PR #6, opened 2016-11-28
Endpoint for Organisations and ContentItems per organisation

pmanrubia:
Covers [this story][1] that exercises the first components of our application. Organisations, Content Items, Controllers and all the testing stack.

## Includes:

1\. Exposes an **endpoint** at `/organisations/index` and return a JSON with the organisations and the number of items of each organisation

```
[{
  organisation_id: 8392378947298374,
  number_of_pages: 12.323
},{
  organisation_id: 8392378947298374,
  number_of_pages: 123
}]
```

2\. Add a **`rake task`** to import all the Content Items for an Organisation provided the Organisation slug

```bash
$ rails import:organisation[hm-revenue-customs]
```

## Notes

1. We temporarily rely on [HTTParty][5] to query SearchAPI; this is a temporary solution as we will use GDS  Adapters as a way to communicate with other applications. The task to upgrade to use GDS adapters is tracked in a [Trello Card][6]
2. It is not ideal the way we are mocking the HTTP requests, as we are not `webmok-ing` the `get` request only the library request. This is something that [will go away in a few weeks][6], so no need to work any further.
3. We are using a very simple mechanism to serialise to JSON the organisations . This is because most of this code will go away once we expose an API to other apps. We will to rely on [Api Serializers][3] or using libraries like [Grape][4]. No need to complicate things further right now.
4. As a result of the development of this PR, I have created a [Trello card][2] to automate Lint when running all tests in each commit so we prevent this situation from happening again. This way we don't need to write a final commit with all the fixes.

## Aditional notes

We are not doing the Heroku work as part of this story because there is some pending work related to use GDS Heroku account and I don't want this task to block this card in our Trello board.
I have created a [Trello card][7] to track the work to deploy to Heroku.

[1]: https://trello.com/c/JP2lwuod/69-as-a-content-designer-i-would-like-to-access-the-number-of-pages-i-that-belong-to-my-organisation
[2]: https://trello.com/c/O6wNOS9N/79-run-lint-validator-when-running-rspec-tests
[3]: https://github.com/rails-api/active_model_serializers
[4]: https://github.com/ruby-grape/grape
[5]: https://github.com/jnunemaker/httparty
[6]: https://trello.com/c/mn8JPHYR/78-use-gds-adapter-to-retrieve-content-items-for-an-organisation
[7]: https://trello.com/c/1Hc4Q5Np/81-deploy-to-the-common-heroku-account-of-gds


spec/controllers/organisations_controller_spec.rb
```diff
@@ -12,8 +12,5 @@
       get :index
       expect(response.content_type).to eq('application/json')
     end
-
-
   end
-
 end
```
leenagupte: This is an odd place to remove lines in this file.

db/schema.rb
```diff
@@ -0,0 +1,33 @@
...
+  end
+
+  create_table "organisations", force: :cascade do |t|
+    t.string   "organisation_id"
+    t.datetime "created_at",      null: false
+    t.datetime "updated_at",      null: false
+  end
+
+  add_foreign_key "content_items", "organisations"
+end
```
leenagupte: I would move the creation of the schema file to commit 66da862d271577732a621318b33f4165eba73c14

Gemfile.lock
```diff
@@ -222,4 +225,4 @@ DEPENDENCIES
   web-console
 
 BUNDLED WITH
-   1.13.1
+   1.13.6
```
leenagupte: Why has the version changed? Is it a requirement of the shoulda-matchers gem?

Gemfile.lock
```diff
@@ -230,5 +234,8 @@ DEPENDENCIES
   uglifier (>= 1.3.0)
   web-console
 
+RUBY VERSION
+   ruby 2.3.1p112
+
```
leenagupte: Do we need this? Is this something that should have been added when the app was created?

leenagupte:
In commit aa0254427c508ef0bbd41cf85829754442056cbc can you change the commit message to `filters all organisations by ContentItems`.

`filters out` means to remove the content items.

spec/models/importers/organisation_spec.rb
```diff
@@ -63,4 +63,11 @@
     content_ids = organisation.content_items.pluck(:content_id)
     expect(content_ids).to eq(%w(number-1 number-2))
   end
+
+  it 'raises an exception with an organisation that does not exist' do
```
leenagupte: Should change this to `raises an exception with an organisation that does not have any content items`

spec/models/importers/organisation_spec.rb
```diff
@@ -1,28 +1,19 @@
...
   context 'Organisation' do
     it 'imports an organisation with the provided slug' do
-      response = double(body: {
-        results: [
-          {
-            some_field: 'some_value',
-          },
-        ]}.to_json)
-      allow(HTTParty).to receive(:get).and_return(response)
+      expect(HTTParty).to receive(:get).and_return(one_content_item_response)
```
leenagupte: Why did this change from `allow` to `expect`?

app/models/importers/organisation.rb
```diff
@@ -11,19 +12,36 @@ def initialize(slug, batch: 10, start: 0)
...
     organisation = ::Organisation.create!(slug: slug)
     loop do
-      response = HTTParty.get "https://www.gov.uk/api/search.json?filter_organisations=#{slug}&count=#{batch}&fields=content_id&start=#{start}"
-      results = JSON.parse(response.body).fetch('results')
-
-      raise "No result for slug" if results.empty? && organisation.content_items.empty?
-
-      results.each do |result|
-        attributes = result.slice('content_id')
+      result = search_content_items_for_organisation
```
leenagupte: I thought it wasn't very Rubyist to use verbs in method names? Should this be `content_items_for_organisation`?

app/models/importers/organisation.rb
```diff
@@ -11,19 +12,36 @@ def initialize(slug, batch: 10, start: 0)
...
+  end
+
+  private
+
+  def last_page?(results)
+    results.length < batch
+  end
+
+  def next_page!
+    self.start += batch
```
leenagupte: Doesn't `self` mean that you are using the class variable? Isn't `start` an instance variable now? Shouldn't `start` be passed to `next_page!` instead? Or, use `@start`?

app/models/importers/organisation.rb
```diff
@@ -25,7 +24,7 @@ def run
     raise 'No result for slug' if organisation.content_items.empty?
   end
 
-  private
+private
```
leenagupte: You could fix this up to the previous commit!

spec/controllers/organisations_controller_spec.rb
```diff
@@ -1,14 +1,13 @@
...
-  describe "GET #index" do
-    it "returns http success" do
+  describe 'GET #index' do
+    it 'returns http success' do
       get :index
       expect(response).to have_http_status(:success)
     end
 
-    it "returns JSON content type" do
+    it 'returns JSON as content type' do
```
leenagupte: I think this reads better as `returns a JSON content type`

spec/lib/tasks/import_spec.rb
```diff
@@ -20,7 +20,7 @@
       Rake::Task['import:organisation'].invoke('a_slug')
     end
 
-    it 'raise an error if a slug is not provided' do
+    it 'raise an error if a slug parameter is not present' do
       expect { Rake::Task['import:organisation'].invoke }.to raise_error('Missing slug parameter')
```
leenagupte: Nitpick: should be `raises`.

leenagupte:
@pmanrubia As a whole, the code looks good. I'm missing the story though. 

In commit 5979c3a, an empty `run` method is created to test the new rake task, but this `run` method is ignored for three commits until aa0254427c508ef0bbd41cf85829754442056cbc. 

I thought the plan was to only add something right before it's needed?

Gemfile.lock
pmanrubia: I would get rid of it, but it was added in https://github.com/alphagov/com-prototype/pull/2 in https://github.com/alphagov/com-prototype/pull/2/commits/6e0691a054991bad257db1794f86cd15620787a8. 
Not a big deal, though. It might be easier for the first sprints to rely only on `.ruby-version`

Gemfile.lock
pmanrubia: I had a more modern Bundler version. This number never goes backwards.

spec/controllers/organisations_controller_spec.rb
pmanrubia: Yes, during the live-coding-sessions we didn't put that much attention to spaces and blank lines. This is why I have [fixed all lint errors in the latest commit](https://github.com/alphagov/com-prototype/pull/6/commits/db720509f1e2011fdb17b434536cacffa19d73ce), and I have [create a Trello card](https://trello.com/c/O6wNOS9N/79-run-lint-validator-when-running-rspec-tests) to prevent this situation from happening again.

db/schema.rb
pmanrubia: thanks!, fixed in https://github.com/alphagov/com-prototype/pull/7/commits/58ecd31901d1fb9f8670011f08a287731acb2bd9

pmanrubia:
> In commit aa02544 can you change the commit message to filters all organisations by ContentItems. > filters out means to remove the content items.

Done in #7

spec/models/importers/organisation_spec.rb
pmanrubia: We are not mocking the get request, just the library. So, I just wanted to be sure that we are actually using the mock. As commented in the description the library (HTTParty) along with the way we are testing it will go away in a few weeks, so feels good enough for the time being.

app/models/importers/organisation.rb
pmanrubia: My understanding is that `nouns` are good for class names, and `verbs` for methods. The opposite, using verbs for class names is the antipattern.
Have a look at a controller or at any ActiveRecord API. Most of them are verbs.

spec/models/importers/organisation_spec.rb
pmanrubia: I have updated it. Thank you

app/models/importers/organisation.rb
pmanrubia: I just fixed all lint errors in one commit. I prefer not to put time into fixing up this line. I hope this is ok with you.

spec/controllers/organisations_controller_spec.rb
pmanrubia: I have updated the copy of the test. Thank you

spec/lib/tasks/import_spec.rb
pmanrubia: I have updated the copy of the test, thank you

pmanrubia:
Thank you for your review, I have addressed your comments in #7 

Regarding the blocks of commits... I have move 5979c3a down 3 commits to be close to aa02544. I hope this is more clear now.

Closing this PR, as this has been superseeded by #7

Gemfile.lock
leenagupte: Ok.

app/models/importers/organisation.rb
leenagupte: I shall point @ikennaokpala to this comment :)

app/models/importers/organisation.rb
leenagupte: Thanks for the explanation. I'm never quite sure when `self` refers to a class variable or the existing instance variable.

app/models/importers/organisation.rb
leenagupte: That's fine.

* WORK ORDER *
Among the lines of the data, which ones contain the word "raises"? Show them.

* EXERCISE RESPONSE *
+  it 'raises an exception with an organisation that does not exist' do
leenagupte: Should change this to `raises an exception with an organisation that does not have any content items`
leenagupte: Nitpick: should be `raises`.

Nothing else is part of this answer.